An obvious issue arises. Is the policy constitutional? In a brief discussion, Halley notes that the Constitution is taken to prevent government from punishing people for their "status" alone, and many of the constitutional challenges insist that discrimination has occurred "based on their status, not their conduct." But Halley thinks that this strategy "is an insult to the personal sexual dignity of most servicemember clients." She wants those who challenge the policy to accept, even to "revel in" the (hardly surprising) fact that "self-identified homosexuals do engage in more same-sex erotic conduct than those who identify otherwise." She would also like courts to strike down the policy under either the First Amendment or the Equal Protection Clause.

Courts might conclude, for example, that "the `don't tell' rules regulate speech according to its content, without excuse when the content itself--homosexual status--is expressly permitted." Or they could conclude "that it is irrational," and hence violative of the equal protection clause, "to protect against conduct-based harm to military effectiveness when homosexuals engage in the conduct but not when heterosexuals do, or when open homosexuals rather than closeted ones do it." More broadly, courts "could observe that unit cohesion, privacy in the barracks and the showers, and sexual tranquility are eroded, not promoted, by the policy's joint legitimation of servicemembers' homophobic sensibilities and of secretive homosexual presence in the military." Thus Halley simultaneously challenges a leading strategy of gay rights organizations (to contest the policy as "status" regulation) and urges courts to invalidate the policy on a variety of constitutional grounds.

 

This is a clear, careful, and illuminating account of the various shifts in the substance of the policy, and of who lost (mostly gay rights advocates and Clinton) and who gained (mostly supporters of the old policy). Halley also shows, quite convincingly, that while the new policy does not target status "alone," it is hopelessly inadequate to describe it as a regulation of conduct rather than status. Indeed, her discussion of the "propensity" issue is a tour de force. For anyone interested in the "don't ask, don't tell" policy, this is an excellent place to start. But there are problems.

Halley's discussion is very much focussed on public texts, and her analysis is above all a textual analysis, with comparatively little discussion of the real-world effects of the 1993 revisions and their predecessor. Owing to the limitations of her textual focus, I do not believe that Halley establishes her claim that the new policy is "much, much worse than its predecessor," or even worse at all. It is not easy to see how the new approach, or for that matter any approach, can be worse than one that requires discharge of anyone "who engages in, desires to engage in, or intends to engage in homosexual acts." Perhaps the new policy is more misleading, more deceptive, more unpredictable, more confusing; but is it really worse than a policy that requires discharge of anyone who desires or intends to engage in homosexual acts?

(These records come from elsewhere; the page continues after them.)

PR #11236, opened 2025-08-19
feat(start_planner): add custom priority configuration for planner selection

kyoichi-sugahara:
## Description

**Parameter change [PR](https://github.com/autowarefoundation/autoware_launch/pull/1613) should be merged together**

This PR adds a new `custom` search priority mode to the start planner module that allows users to specify a custom priority order for different planner types. This enhancement provides flexibility in controlling which planners are tried first when searching for pull-out paths.

**New Features:**

- **Custom planner priority**: Users can now specify exactly which planners to use and in what order
- **Selective planner exclusion**: Ability to exclude specific planners (e.g., exclude CLOTHOID for safety-critical applications)

**Behavior Changes:**

- Proper fallback to `efficient_path` mode if custom configuration fails or is incomplete
- Only enabled planners are used, even if listed in the priority list

**Use Cases:**

- Conservative approach: `["SHIFT", "GEOMETRIC"]` - excludes CLOTHOID planner
- Testing scenarios: `["GEOMETRIC"]` - tests only the geometric planner
- Custom optimization: Any combination based on specific requirements

## Related links

**Parent Issue:**

- Link

## How was this PR tested?

## Notes for reviewers

The implementation adds comprehensive documentation and examples in the README, along with proper error handling and fallback mechanisms when custom priority configuration fails.

## Interface changes

None.

### ROS Parameter Changes

#### Additions and removals

| Change type | Parameter Name          | Type           | Default Value | Description                                                                                                |
| :---------- | :---------------------- | :------------- | :------------ | :--------------------------------------------------------------------------------------------------------- |
| Added       | `planner_priority_list` | `string array` | `[]`          | List of planner types in priority order for custom mode. Available types: "SHIFT", "GEOMETRIC", "CLOTHOID" |

#### Modifications

| Version | Parameter Name    | Type     | Default Value    | Description                                                                                                                                                                                                                                                          |
| :------ | :---------------- | :------- | :--------------- | :------------------------------------------------------------------------------------------------------------------------------------------------------------------------------------------------------------------------------------------------------------------- |
| Old     | `search_priority` | `string` | `efficient_path` | priority strategy for planner selection. "efficient_path" or "short_back_distance"                                                                                                                                                                                   |
| New     | `search_priority` | `string` | `efficient_path` | priority strategy for planner selection. `efficient_path`: prioritize efficient paths regardless of back distance. `short_back_distance`: prioritize paths with minimal back distance. `custom`: specify custom planner priority order using `planner_priority_list` |

## Effects on system behavior


planning/behavior_path_planner/autoware_behavior_path_start_planner_module/src/start_planner_module.cpp
```diff
@@ -1143,7 +1143,25 @@ PriorityOrder StartPlannerModule::determinePriorityOrder(
...
+  if (search_priority == "custom") {
+    if (parameters_->planner_priority_list.empty()) {
+      RCLCPP_ERROR(
+        getLogger(),
+        "Custom priority mode requested but planner_priority_list is empty. Falling back to "
+        "efficient_path");
+    } else {
+      try {
+        return generatePriorityOrderFromList(
+          parameters_->planner_priority_list, start_pose_candidates_num);
```
danielsanchezaran: Why not just handle the parameters_->planner_priority_list.empty() == true case inside the generatePriorityOrderFromList() function? just add a check at the beggining of the function and throw? that way you can get rid of the overly complex if-else and just do a try-catch with `return generatePriorityOrderFromList(
          parameters_->planner_priority_list, start_pose_candidates_num);`

planning/behavior_path_planner/autoware_behavior_path_start_planner_module/src/start_planner_module.cpp
```diff
@@ -1143,7 +1143,25 @@ PriorityOrder StartPlannerModule::determinePriorityOrder(
...
+      } catch (const std::runtime_error & e) {
+        RCLCPP_ERROR(
+          getLogger(), "Custom priority failed: %s. Falling back to efficient_path", e.what());
+      }
+    }
+  }
+
+  if (search_priority == "efficient_path" || search_priority == "custom") {
```
danielsanchezaran: While not strictly part of this PR, would you consider refactoring this to use lambdas? this part of the code is very confusing for first timers. I recommend something like: 
```
// Define the different ordering strategies as lambdas
auto order_by_planner_first = [&]() {
  for (const auto &planner : start_planners_) {
    for (size_t i = 0; i < start_pose_candidates_num; i++) {
      order_priority.emplace_back(i, planner);
    }
  }
};

auto order_by_index_first = [&]() {
  for (size_t i = 0; i < start_pose_candidates_num; i++) {
    for (const auto &planner : start_planners_) {
      order_priority.emplace_back(i, planner);
    }
  }
};

if (search_priority == "efficient_path" || search_priority == "custom") {
  order_by_planner_first();
} else if (search_priority == "short_back_distance") {
  order_by_index_first();
}
```
You can go further and do an early return for the case were search_priority  is not equal to any recognized option, instead of having that fallback at the end as an else clause

planning/behavior_path_planner/autoware_behavior_path_start_planner_module/src/start_planner_module.cpp
kyoichi-sugahara: thanks! I will address the complex problem later. for now I convert this pr to draft bacause I feel that this change is not somewhat good to begin with.

kyoichi-sugahara:
opened new PR in https://github.com/autowarefoundation/autoware_universe/pull/11275
@danielsanchezaran 
If you have comments for new PR, please feel free to share your opinion.

PR #11244, opened 2025-08-21
fix(autoware_multi_object_tracker): update isConfident method signature and logic for time handling

technolojin:
## Description

isConfident is a method to determine whether the tracker is confident enough to be used for the following purpose.
- merge trackers
- publish

When extrapolation time is long (only when `enable_delay_compensation` is true), the position covariance becomes larger.
To make a fair and stable outcome, the function is enabled to choose given time, depends on its purpose.
- specific time (for merge trackers)
- last tracker time + constant interval (for publish)

The constant interval is used to consider motion (velocity) uncertainty into the position uncertainty.

## Related links

Related with PR https://github.com/autowarefoundation/autoware_universe/pull/11230

## How was this PR tested?

This test is over https://github.com/autowarefoundation/autoware_universe/pull/11230

Before

https://github.com/user-attachments/assets/4d7fca0d-c890-472c-a2d5-9bc5d6fdeadb

After

https://github.com/user-attachments/assets/697be767-593c-4595-b628-e31cc14d4ca6

## Notes for reviewers

None.

## Interface changes

None.

## Effects on system behavior

None.


linick-kang (approved):
LGTM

To answer this question, we need to know more, and not only more about texts. What have been the trends for dismissal of homosexuals from the military? Are the numbers going down or up? To the extent that they are changing, to what extent is the reason for the change the policy itself? Halley offers extremely little statistical evidence about the empirical questions, and this is a large omission. In fact, the data support her basic position. From 1982 to 1994, there was a decline every year in the number of people discharged for homosexuality: 1,998 in 1982, 1,660 in 1985, 996 in 1989, 730 in 1992, 682 in 1993, and 617 in 1994. Yet the numbers have gone up steadily since that time: 757 in 1995, 858 in 1996, 997 in 1997, and 1,145 in 1998--the largest number since 1987.

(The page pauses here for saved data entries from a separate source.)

PR #11257, opened 2025-08-22
feat(stop_mode_operator): shift gear to park on stop mode

isamu-takagi:
## Description

Shift gear to park on stop mode. This is to be consistent with shift_decider behavior. 

## Related links

**Private Links:**

- [TIER IV internal link](https://tier4.atlassian.net/browse/RT0-38870)

## How was this PR tested?

1. Drive the vehicle in autonomous mode using planning simulator.
1. Check that the gear is parking when the vehicle goals.

## Notes for reviewers

None.

## Interface changes

None.

## Effects on system behavior

None.

### DIFF
--- a/control/autoware_stop_mode_operator/src/continuous_condition.cpp
+++ b/control/autoware_stop_mode_operator/src/continuous_condition.cpp
@@ -1,0 +1,38 @@
+//  Copyright 2025 The Autoware Contributors
+//
+//  Licensed under the Apache License, Version 2.0 (the "License");
+//  you may not use this file except in compliance with the License.
+//  You may obtain a copy of the License at
+//
+//      http://www.apache.org/licenses/LICENSE-2.0
+//
+//  Unless required by applicable law or agreed to in writing, software
+//  distributed under the License is distributed on an "AS IS" BASIS,
+//  WITHOUT WARRANTIES OR CONDITIONS OF ANY KIND, either express or implied.
+//  See the License for the specific language governing permissions and
+//  limitations under the License.
+
+#include "continuous_condition.hpp"
+
+namespace autoware::stop_mode_operator
+{
+
+void ContinuousCondition::update(const rclcpp::Time & stamp, bool condition)
+{
+  if (!condition) {
+    start_stamp_ = std::nullopt;
+  }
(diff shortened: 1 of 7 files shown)


mkuri (approved):

control/autoware_stop_mode_operator/src/continuous_condition.cpp
```diff
@@ -0,0 +1,38 @@
...
+
+void ContinuousCondition::update(const rclcpp::Time & stamp, bool condition)
+{
+  if (!condition) {
+    start_stamp_ = std::nullopt;
+  }
+  if (!start_stamp_) {
+    start_stamp_ = stamp;
+  }
+}
```
yuki-takagi-66: Even if the condition is false, start_stamp_ will have some value. Is it desired behavior?

isamu-takagi: If `condition` is false, `start_stamp_` is assigned nullopt. Are you concerned about case where this function is not called? I will fix that.

yuki-takagi-66: Yes, If condition arg is false, `start_stamp_` is assigned nullopt by line 23.
However, the condition in line 25 is always satisfied if the line 23 is executed.
So, Isn't `start_stamp_` being updated?

I feel that one of the following should be added
- add else to line 25
- add return to line 23

isamu-takagi: Oh, that's right. I forgot else. Thank you for nice checking.

isamu-takagi: Fix: https://github.com/autowarefoundation/autoware_universe/pull/11257/commits/4687bdeef692f0337d5180d84c80c6b32f416c19
And add timeout check: https://github.com/autowarefoundation/autoware_universe/pull/11257/commits/bfdc9bfba76b25d7ea0a37717624c46d0ee1a62d, https://github.com/autowarefoundation/autoware_universe/pull/11257/commits/cade9137ff31edab424af127d3a24068b988318c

But all this still does not tell the whole story. To evaluate these discouraging numbers, it would be valuable to know the number of homosexuals who have entered the military at various points--and also to know the circumstances of the discharges in various periods. Were the discharges in 1982-1990 systematically different from those in the last five years? Has there been a greater trend toward discharging people based on unrebutted "propensities"? Have relevant military officials become more intensely opposed to homosexuals in the last five years? Halley does not discuss these matters.

Nor does she deal much with the series of abuses, recently acknowledged by the Pentagon, that have followed on the heels of the policy. These abuses have included various forms of intimidation and harassment--some of them cases in which service members complaining of harassment have found themselves, rather than their harassers, under investigation. In a widely publicized event, a soldier rumored to be gay was recently killed with a baseball bat at Fort Campbell, Kentucky. It is far from clear whether these events are a product of the new policy; what is clear is that the new policy has not prevented them. The Defense Department has recently announced guidelines designed to prevent the most egregious abuses, but it remains to be seen whether these guidelines will do much good.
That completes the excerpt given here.